**YOUR TASK**
After finding the line with "touches. CI is the authority." in the entries below, retype exactly each line from there through the line with "and reports the", including that final line.
DATA IN THIS EXERCISE: Begin
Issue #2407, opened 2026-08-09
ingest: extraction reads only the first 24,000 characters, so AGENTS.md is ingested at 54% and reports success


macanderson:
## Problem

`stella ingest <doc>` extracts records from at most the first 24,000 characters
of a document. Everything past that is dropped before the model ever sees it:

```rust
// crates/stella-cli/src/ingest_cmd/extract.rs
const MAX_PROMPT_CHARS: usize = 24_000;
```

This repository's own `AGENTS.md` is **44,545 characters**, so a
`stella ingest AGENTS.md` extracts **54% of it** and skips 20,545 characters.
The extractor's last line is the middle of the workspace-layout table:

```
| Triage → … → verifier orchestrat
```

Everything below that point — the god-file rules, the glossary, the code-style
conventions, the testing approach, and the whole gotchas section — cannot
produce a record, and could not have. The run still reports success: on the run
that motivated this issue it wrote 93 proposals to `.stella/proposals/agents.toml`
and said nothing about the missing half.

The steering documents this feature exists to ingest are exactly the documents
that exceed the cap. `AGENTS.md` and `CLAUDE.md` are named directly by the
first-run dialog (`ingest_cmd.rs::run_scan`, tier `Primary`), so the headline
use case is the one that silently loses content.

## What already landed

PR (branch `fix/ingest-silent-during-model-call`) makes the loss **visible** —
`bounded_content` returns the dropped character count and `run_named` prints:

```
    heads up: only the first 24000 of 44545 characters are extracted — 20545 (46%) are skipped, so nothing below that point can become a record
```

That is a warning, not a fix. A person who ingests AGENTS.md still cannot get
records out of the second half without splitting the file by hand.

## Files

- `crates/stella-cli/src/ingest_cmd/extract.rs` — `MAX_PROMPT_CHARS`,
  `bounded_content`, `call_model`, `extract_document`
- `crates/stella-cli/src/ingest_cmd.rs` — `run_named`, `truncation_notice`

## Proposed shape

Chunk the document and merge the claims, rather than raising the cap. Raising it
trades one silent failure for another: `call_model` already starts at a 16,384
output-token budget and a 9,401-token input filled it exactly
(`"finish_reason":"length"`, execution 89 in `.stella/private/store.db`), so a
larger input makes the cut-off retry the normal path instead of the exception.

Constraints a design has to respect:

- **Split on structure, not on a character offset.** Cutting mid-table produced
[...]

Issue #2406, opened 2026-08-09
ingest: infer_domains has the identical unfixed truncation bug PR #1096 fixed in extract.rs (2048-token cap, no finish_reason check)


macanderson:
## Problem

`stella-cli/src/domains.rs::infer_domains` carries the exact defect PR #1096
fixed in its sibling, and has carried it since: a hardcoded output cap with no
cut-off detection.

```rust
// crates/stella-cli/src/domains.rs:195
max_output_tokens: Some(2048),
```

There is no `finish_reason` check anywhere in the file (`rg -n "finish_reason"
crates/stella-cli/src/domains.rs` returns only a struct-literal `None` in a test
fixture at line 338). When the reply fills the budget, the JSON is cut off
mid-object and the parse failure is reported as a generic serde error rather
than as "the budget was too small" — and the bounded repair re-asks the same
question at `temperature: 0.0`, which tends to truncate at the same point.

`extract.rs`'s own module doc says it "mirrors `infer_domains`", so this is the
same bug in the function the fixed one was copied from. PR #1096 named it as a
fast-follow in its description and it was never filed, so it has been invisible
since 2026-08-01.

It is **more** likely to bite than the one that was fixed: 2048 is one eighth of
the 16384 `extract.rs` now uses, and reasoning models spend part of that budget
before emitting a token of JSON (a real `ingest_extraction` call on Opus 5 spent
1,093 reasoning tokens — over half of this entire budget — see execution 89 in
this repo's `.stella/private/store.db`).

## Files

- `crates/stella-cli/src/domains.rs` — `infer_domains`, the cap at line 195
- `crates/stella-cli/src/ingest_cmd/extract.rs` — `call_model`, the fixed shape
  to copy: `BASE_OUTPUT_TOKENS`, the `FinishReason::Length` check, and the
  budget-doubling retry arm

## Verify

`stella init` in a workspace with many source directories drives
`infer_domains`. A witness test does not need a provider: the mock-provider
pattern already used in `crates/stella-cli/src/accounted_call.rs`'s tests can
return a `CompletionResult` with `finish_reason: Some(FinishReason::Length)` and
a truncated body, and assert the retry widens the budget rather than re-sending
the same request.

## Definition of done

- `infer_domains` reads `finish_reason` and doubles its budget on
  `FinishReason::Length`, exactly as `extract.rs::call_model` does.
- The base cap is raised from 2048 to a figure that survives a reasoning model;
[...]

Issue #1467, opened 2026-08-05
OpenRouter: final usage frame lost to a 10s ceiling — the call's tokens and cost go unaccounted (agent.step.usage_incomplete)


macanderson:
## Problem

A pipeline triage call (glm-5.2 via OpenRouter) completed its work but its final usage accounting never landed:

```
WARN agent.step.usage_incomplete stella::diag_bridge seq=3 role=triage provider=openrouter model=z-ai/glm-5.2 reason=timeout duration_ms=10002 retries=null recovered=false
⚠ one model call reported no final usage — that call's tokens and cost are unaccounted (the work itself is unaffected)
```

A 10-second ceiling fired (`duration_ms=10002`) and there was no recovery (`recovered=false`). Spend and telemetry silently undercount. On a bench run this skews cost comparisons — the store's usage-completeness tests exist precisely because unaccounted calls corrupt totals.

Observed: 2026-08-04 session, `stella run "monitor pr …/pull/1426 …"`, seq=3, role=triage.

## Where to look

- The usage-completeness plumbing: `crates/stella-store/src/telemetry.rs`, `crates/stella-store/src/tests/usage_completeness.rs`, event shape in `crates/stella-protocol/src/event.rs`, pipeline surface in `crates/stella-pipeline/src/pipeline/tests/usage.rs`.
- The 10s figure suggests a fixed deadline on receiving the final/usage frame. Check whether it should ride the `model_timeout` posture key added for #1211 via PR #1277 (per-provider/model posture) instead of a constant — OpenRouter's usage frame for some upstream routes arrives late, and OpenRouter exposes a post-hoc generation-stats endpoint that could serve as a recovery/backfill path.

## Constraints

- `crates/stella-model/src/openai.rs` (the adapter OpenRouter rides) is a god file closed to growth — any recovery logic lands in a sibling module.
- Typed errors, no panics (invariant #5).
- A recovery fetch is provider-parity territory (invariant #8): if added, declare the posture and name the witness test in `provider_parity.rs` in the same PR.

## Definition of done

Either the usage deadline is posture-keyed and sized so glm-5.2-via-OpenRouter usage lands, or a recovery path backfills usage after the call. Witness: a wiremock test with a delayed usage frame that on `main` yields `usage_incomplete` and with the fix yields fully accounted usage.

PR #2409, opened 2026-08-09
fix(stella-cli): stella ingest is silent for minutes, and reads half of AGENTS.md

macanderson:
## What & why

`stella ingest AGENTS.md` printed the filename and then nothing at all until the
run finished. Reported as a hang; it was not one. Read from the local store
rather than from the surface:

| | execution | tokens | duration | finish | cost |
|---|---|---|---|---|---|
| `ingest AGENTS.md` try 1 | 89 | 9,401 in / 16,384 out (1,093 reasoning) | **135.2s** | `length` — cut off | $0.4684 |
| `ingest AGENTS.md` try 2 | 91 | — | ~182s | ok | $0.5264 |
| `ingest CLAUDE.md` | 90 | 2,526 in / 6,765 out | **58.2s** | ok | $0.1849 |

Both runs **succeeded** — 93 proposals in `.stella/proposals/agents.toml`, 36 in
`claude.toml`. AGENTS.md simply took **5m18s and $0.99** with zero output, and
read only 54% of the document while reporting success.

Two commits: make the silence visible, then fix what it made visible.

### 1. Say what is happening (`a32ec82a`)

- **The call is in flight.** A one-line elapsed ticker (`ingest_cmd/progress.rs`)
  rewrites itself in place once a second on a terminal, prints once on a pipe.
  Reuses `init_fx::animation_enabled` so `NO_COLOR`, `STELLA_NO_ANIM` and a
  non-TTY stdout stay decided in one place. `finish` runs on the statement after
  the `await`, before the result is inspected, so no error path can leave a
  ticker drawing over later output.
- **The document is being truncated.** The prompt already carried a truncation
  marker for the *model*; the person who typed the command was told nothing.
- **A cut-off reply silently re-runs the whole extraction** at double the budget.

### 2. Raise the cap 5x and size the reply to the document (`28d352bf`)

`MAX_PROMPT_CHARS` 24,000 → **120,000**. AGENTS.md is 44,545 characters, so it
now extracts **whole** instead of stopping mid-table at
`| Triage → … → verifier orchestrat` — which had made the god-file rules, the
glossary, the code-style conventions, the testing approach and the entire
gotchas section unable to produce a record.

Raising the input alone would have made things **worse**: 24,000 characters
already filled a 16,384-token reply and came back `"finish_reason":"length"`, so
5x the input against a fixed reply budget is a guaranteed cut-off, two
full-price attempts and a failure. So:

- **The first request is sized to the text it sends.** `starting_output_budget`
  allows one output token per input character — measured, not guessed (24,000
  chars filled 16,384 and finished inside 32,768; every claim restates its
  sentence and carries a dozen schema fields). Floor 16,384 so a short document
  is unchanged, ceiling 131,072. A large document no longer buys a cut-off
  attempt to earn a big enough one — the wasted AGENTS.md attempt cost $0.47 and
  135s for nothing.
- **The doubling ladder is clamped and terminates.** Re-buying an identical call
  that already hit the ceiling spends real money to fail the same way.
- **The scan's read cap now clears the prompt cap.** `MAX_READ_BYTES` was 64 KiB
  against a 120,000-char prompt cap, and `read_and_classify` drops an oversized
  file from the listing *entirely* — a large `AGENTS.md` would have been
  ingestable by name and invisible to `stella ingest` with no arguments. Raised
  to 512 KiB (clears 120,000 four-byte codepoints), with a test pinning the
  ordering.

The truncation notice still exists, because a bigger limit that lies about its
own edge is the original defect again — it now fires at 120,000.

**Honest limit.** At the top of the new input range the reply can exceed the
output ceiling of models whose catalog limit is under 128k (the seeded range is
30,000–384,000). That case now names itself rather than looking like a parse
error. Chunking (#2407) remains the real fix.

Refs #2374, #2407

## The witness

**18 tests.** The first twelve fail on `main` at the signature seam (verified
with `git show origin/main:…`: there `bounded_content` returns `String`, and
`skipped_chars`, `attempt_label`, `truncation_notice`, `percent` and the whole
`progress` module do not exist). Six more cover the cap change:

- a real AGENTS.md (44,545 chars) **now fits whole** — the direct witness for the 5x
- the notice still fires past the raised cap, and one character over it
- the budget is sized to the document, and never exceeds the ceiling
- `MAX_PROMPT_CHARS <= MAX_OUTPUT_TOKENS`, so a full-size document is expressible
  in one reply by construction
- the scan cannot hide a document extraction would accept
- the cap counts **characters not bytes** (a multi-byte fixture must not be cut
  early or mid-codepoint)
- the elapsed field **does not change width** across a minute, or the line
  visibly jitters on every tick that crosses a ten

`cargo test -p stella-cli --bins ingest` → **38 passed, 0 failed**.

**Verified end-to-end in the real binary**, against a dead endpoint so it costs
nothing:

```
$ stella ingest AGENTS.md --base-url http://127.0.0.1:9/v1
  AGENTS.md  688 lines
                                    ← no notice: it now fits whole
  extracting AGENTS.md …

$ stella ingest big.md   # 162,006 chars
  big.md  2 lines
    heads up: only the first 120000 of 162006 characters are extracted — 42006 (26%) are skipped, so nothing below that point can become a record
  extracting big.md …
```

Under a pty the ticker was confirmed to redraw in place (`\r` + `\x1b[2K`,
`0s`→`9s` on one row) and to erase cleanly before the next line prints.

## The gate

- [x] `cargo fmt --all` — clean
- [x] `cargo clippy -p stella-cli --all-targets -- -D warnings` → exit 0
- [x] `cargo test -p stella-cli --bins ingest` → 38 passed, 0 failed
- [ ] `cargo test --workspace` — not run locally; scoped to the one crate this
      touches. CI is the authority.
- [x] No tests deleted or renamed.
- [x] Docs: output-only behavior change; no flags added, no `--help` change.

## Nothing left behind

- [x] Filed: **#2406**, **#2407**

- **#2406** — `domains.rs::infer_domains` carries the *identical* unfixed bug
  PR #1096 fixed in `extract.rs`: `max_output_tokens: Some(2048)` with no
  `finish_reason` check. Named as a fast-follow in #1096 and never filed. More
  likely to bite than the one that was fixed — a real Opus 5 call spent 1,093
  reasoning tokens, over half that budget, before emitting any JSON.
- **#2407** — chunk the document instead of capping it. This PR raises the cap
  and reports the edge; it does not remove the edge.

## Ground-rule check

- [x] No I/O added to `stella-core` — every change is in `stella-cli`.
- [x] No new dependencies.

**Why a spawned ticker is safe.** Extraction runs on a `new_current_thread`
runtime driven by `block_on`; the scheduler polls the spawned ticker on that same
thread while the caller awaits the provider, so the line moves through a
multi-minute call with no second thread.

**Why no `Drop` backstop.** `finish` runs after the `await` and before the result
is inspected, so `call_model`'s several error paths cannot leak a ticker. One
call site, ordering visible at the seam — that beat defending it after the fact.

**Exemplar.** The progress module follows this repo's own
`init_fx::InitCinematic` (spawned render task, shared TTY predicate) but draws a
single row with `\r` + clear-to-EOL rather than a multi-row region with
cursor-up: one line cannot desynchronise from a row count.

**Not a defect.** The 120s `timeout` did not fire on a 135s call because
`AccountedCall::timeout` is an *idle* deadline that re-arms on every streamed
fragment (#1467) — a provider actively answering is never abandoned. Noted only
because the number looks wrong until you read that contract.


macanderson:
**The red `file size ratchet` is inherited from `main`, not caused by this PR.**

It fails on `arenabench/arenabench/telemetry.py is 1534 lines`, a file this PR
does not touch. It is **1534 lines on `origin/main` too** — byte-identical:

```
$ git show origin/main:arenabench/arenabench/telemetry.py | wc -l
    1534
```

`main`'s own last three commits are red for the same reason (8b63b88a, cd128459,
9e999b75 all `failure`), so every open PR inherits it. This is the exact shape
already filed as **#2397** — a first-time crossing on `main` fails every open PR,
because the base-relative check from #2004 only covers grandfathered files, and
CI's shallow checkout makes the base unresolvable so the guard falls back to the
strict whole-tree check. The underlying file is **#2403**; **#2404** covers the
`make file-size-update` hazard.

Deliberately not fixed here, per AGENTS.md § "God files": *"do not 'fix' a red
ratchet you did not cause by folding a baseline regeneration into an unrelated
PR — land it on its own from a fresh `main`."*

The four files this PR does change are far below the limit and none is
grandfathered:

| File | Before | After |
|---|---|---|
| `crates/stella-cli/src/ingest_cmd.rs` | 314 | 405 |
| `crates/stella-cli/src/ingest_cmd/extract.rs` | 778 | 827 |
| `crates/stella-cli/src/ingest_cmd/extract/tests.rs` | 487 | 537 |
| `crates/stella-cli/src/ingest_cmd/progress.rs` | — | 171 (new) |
DATA IN THIS EXERCISE: End
**RESULT FOR THIS TASK**
      touches. CI is the authority.
- [x] No tests deleted or renamed.
- [x] Docs: output-only behavior change; no flags added, no `--help` change.

## Nothing left behind

- [x] Filed: **#2406**, **#2407**

- **#2406** — `domains.rs::infer_domains` carries the *identical* unfixed bug
  PR #1096 fixed in `extract.rs`: `max_output_tokens: Some(2048)` with no
  `finish_reason` check. Named as a fast-follow in #1096 and never filed. More
  likely to bite than the one that was fixed — a real Opus 5 call spent 1,093
  reasoning tokens, over half that budget, before emitting any JSON.
- **#2407** — chunk the document instead of capping it. This PR raises the cap
  and reports the edge; it does not remove the edge.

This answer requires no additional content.